# [To do]
Copy word for word, please, the lines of the entries below running from the one containing "This PR includes" to the one containing "FYI this is", both ends included.

┌────────

PR #1177, opened 2021-05-05
Reformat in pre-commit checks

nbren12:
92f22e7f8a5ca14b3f0affba32b09d2dfc8f7bd5 broke the reformat makefile rule.
Also, now that some time has passed, I think we can make the reformatting
happen during the commit hook. This will make it easier to reformat the code
without changing directories to the root.


AnnaKwa:
LGTM, thanks!

AnnaKwa (approved):

PR #1565, opened 2021-12-20
RNN training optimizations

frodre:
This PR includes a new image (`prognostic_run_gpu`) built and pushed by CircleCI capable of training using our GPU nodes (`gpu-sim-pool`) on the cluster.   I upgraded the tensorflow requirement to [2.5.2](https://github.com/tensorflow/tensorflow/releases/tag/v2.5.2) to be congruent with the CUDA libraries in the prognostic run image.  Instead of forcing this update across the whole repo w/ a merge to master, I chose our paper branch for now.

Experiment configs separated into #1570 

resolves #1564

PR #1572, opened 2021-12-24
emulation:  train RNNs on GPUs

nbren12:
These commits are all from #1565. I thought #1565  would be going into master rather than the `emulation-paper` branch. There are several changes that should be in master.

I already approved that PR...so I can I get someone's rubber stamp?


frodre:
I didn't know if the tensorflow update to 2.5.2 would be okay for master so I opted to keep it on the branch.  I did see that this broke the unit test for something in the report diags.  Maybe everything but the TF update could work?

nbren12:
This looks like the failing test:

    workflows/diagnostics/tests/offline/test_compute.py::test_offline_diags_integration

nbren12:
As long as the tests pass...I don't see any issue with using a newer tensorflow version.

AnnaKwa (approved):
rubber stamp of approval

AnnaKwa:
@spencerkclark FYI this is the dependency issue Noah was referring to:

The weird offline diags test failure happens when the report generation tries to reference a key in a dimension created using `pd.Index`, caused by updating the version for the dependency`h5py== 3.1.0` (the tensorflow version required in this PR pins h5py to this version).

```
E                   KeyError: "not all values found in index 'derivation'"

/opt/conda/envs/fv3net/lib/python3.7/site-packages/xarray/core/indexes.py:232: KeyError
```

This doesn't happen in the master image but can be replicated by updating just the `h5py` version.

spencerkclark:
Thanks @AnnaKwa -- I looked into this a little more and was reminded of some discussion in xarray (https://github.com/pydata/xarray/issues/4570, https://github.com/pydata/xarray/pull/4893).  The h5netcdf-backend-related fix in https://github.com/pydata/xarray/pull/4893 should be in the version of xarray that we are currently pinning in fv3net, but I think we need to update our version of the h5netcdf backend to at least v0.10.0 ([latest is v0.12.0](https://github.com/h5netcdf/h5netcdf/tags)) to take in account the changes in https://github.com/h5netcdf/h5netcdf/pull/82, and https://github.com/h5netcdf/h5netcdf/pull/85.

I'm not 100% sure that's the issue, but this seems string-related and has to do with the upgrade to h5py, so I think it is worth a try.

AnnaKwa:
> Thanks @AnnaKwa -- I looked into this a little more and was reminded of some discussion in xarray ([pydata/xarray#4570](https://github.com/pydata/xarray/issues/4570), [pydata/xarray#4893](https://github.com/pydata/xarray/pull/4893)). The h5netcdf-backend-related fix in [pydata/xarray#4893](https://github.com/pydata/xarray/pull/4893) should be in the version of xarray that we are currently pinning in fv3net, but I think we need to update our version of the h5netcdf backend to at least v0.10.0 ([latest is v0.12.0](https://github.com/h5netcdf/h5netcdf/tags)) to take in account the changes in [h5netcdf/h5netcdf#82](https://github.com/h5netcdf/h5netcdf/pull/82), and [h5netcdf/h5netcdf#85](https://github.com/h5netcdf/h5netcdf/pull/85).
> 
> I'm not 100% sure that's the issue, but this seems string-related and has to do with the upgrade to h5py, so I think it is worth a try.

Awesome, thanks, that works.

PR #1575, opened 2022-01-06
emulation: allow rnn to train with 2d inputs

nbren12:
When passed scalar inputs like surface pressure, the RNN architecture complains about incompatible shapes. It does not handle the broadcasting of inputs appropriately.

I suggest reviewing commit-by-commit.

### DIFF
--- a/external/fv3fit/fv3fit/emulation/layers/architecture.py
+++ b/external/fv3fit/fv3fit/emulation/layers/architecture.py
@@ -31,6 +31,7 @@ def combine_inputs(
     """
         Args:
             inputs: a datastructure of tensors to combine into a single tensor
+                (sorted by key)
             combine_axis: Axis to concatenate tensors along.  Note that if expand_axis
                 is specified, it is applied before concatenation.  E.g., combine_axis=1
                 and expand_axis=1 will concatenate along the newly created dimension.
--- a/external/fv3fit/fv3fit/emulation/layers/architecture.py
+++ b/external/fv3fit/fv3fit/emulation/layers/architecture.py
@@ -45,8 +45,25 @@ def combine_inputs(
 
 
 class RNNLayer(tf.keras.layers.Layer):
+    """Base class for RNN architectures
+
+    Scalar inputs (with singleton final dimensions) are passed to every element
+    of the input sequence like this::
+
+        h[i+1] = rnn(inputs[i], h[i], scalars)
+
+    """
+
     def input_layer(self, inputs: Mapping[str, tf.Tensor]) -> tf.Tensor:
-        return combine_inputs(inputs, combine_axis=-1, expand_axis=-1)
+        list_inputs = [inputs[key] for key in sorted(inputs)]
+        expanded_inputs = [tf.expand_dims(tensor, axis=-1) for tensor in list_inputs]
+        seq_lengths = set(input.shape[1] for input in expanded_inputs)
+        nz = list(seq_lengths - {1})[0]
+        broadcasted_inputs = [
+            tf.repeat(tensor, nz, 1) if tensor.shape[1] == 1 else tensor
+            for tensor in expanded_inputs
+        ]
+        return tf.concat(broadcasted_inputs, axis=-1)
 
 
 class HybridRNN(RNNLayer):
--- a/external/fv3fit/fv3fit/emulation/layers/architecture.py
+++ b/external/fv3fit/fv3fit/emulation/layers/architecture.py
@@ -52,10 +52,11 @@ def combine_inputs(
 class RNNLayer(tf.keras.layers.Layer):
     """Base class for RNN architectures
 
-    Scalar inputs (with singleton final dimensions) are passed to every element
     of the input sequence like this::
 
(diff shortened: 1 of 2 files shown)


external/fv3fit/fv3fit/emulation/layers/architecture.py
```diff
@@ -20,52 +20,53 @@
...
-        config = super().get_config()
-        config.update(
-            {"combine_axis": self._combine_axis, "expand_axis": self._combine_axis}
-        )
-        return config
+        h[i+1] = rnn(inputs[i], h[i], scalars)
+
+    """
+
+    def input_layer(self, inputs: Mapping[str, tf.Tensor]) -> tf.Tensor:
```
nbren12, line 57: key logic here...the most of the rest of the diff is refactors.

external/fv3fit/fv3fit/emulation/layers/architecture.py
```diff
@@ -20,52 +20,61 @@
...
-    ) -> tf.Tensor:
-        if isinstance(inputs, Mapping):
-            return self._call_with_tensors([inputs[key] for key in sorted(inputs)])
-        else:
-            return self._call_with_tensors(inputs)
+class RNNLayer(tf.keras.layers.Layer):
+    """Base class for RNN architectures
 
-    def get_config(self):
+    Scalar inputs (with singleton final dimensions) are passed to every element
```
mcgibbon, line 58: Could you put this under a `Note:`? I was confused for a while when I tried to read this as a description of the layer.

external/fv3fit/fv3fit/emulation/layers/architecture.py
```diff
@@ -20,52 +20,61 @@
...
-        return tf.concat(inputs, axis=self._combine_axis)
 
-    def call(
-        self, inputs: Union[Sequence[tf.Tensor], Mapping[str, tf.Tensor]]
-    ) -> tf.Tensor:
-        if isinstance(inputs, Mapping):
-            return self._call_with_tensors([inputs[key] for key in sorted(inputs)])
-        else:
-            return self._call_with_tensors(inputs)
+class RNNLayer(tf.keras.layers.Layer):
```
mcgibbon, line 55: nit: You could replace this class with a function and remove inheritance, which would mean a reader only needs to read one class to know how the layer is defined. e.g. if I read `HybridRNN(RNNLayer)` I'd probably assume the parent is `tf.keras.layers.RNN`, or at least that it inherits from it.

external/fv3fit/fv3fit/emulation/layers/architecture.py
```diff
@@ -429,11 +442,11 @@ def __init__(
...
 
         self.arch = _get_arch_layer(key, net_kwargs)
-        self.input_combiner = _get_combine_layer(key)
-        self.outputs = _get_output_layer(key, feature_lengths)
+        self.input_layer = self.arch.input_layer
+        self.outputs = self.arch.get_output_layer(feature_lengths)
 
     def call(self, tensors: Mapping[str, tf.Tensor]) -> Mapping[str, tf.Tensor]:
-        combined = self.input_combiner(tensors)
+        combined = self.input_layer(tensors)
```
mcgibbon, line 449: Not in this PR, but thought for later: the _HiddenArchitecture class could be deleted if you add a method to the layers in this file which calls their `input_layer`, current `__call__`, and `outputs` methods. This would improve useability a bit (you can inspect the return type of `ArcitectureConfig.build`), and give a better sense when reading the layer classes how they're actually used (by calling pre, compute, and post steps).

The documentation e.g. for RNNOutput describes that the class combines, RNN's, then connected outputs, so it confused me when the method doing this doesn't exist on that class. Particularly, I was trying to see how the classes use their input_layer and outputs methods. Eventually it made sense when I read more of the file.

mcgibbon (approved):
Good small improvements as you fixed this bug. Please merge the suggested changes and update the one docstring with a Note header, the other comments are suggestions or food for thought.

external/fv3fit/fv3fit/emulation/layers/architecture.py
nbren12: I ended up simplifying this class by pulling the constructor logic up the call stack. I think that `_HiddenArchitecture` is useful for composing these layers in flexible combinations. Ultimately it is pretty similar to `tf.keras.Sequential`, but it allows dictionary inputs and outputs.

external/fv3fit/fv3fit/emulation/layers/architecture.py
nbren12: Done...I named it `combine_sequence_inputs`.

external/fv3fit/fv3fit/emulation/layers/architecture.py
mcgibbon: The class would be useful for flexible combinations, if that was a need, but I see below that for a given arch, you always use the same input and output layer classes. If an RNNOutput is kind of needed for an RNNBlock arch, it can be helpful to see that codified in the RNNBlock class.

This is a fairly small difference between two good solutions.

mcgibbon (approved):

PR #1576, opened 2022-01-07
vcm: add Array type and refactor vcm.calc.thermo

oliverwm1:
The `vcm.calc.thermo` module is very large. This PR moves some functions into a new `vcm.calc.vertical_coordinate` module. It also adds a new `Array` type and improves the type hints of the functions in `vcm.calc.thermo`.

Added public API:
- new `Array` type in vcm. Intended to type-hint functions which can operate on floats, numpy arrays, xarray DataArrays or tf tensors.

Significant internal changes:
- move some functions to `vcm.calc.vertical_coordinate`


external/vcm/vcm/types.py
```diff
@@ -0,0 +1,5 @@
+from typing import TypeVar
+import numpy as np
+import xarray as xr
+
+Array = TypeVar("Array", np.ndarray, xr.DataArray, float)
```
oliverwm1, line 5: If I let `Array` be anything i.e. `Array = TypeVar("Array")` then I get mypy errors when doing arithmetic such as `arr: Array * x: float`.

However if we don't include `tf.Tensor` here (since trying to avoid VCM dep on tf) I imagine this will cause issues for fv3fit type checking...

oliverwm1: Okay based on discussion with @nbren12 I'm deleting this type.

PR #1578, opened 2022-01-10
Fix bug in prescriber

AnnaKwa:
The last commit to master (3180d4) contained a bug that would not allow for prescribed datasets to have only linearly or nearest neighbor interpolation. This fixes that bug.


workflows/prognostic_c48_run/runtime/names.py
```diff
@@ -35,6 +35,7 @@
     "override_for_time_adjusted_total_sky_net_shortwave_flux_at_surface",
     "override_for_time_adjusted_total_sky_downward_longwave_flux_at_surface",
     "ocean_surface_temperature",
+    "surface_temperature",
```
AnnaKwa, line 38: Unrelated to this PR but I noticed that surface temp was not included in the prephysics updated quantities (should be as it is basically the same update as ocean temp)

brianhenn (approved):
Approved thanks @AnnaKwa

PR #1582, opened 2022-01-14
Add DZ to RESTART_VARIABLES in fine-res budget

oliverwm1:
This will ensure that the vertical thickness is included in the coarsened fine-res budget. This variable is necessary for computing density and relative humidity.


nbren12 (approved):
Hmm. do we need to retrigger the workflow again? This will tirgger the cold line costs again....really seems like we should get the C384 data out of there for now.

PR #1585, opened 2022-01-19
emulation: configure with yaml

nbren12:
The emulation prognostic run was configured with env vars, which was hard to extend and required idiosyncratic model execution code.


external/emulation/emulation/_monitor/monitor.py
```diff
@@ -26,18 +27,29 @@
...
-    if value.lower() in affirmatives:
-        return True
-    elif value.lower() in negatives:
-        return False
-    else:
-        raise ValueError(
-            f"Unrecognized value encountered in boolean conversion: {value}"
-        )
+    var_meta_path: str = ""
+    output_freq_sec: int = 1
```
AnnaKwa, line 49: 1 s seems pretty high frequency for a default, maybe keep the old default which saved every 10800 s.

projects/microphysics/scripts/prognostic_run.py
```diff
@@ -83,15 +67,16 @@ def get_env(args):
 
 config = dacite.from_dict(HighLevelConfig, config)
 config.namelist["gfs_physics_nml"]["emulate_zc_microphysics"] = args.online
-config = config.to_fv3config()
+if args.model:
```
AnnaKwa, line 70: Should this be allowed to overwrite an existing model if it exists in the config? If yes, can you at least warn? If no can you raise an error?

projects/microphysics/scripts/prognostic_run.py
```diff
@@ -17,26 +18,13 @@
...
-
-
 CONFIG_PATH = Path(__file__).parent.parent / "configs" / "default.yaml"
 
 parser = argparse.ArgumentParser()
 parser.add_argument(
     "--model",
     type=str,
-    default="NO_MODEL",
+    default="",
```
AnnaKwa, line 27: Is the model kept as command line arg (even though it can be provided in the config yaml) so that automated training/prognostic runs can be chained together?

└────────

# [Exercise answer]
This PR includes a new image (`prognostic_run_gpu`) built and pushed by CircleCI capable of training using our GPU nodes (`gpu-sim-pool`) on the cluster.   I upgraded the tensorflow requirement to [2.5.2](https://github.com/tensorflow/tensorflow/releases/tag/v2.5.2) to be congruent with the CUDA libraries in the prognostic run image.  Instead of forcing this update across the whole repo w/ a merge to master, I chose our paper branch for now.

Experiment configs separated into #1570 

resolves #1564

PR #1572, opened 2021-12-24
emulation:  train RNNs on GPUs

nbren12:
These commits are all from #1565. I thought #1565  would be going into master rather than the `emulation-paper` branch. There are several changes that should be in master.

I already approved that PR...so I can I get someone's rubber stamp?


frodre:
I didn't know if the tensorflow update to 2.5.2 would be okay for master so I opted to keep it on the branch.  I did see that this broke the unit test for something in the report diags.  Maybe everything but the TF update could work?

nbren12:
This looks like the failing test:

    workflows/diagnostics/tests/offline/test_compute.py::test_offline_diags_integration

nbren12:
As long as the tests pass...I don't see any issue with using a newer tensorflow version.

AnnaKwa (approved):
rubber stamp of approval

AnnaKwa:
@spencerkclark FYI this is the dependency issue Noah was referring to:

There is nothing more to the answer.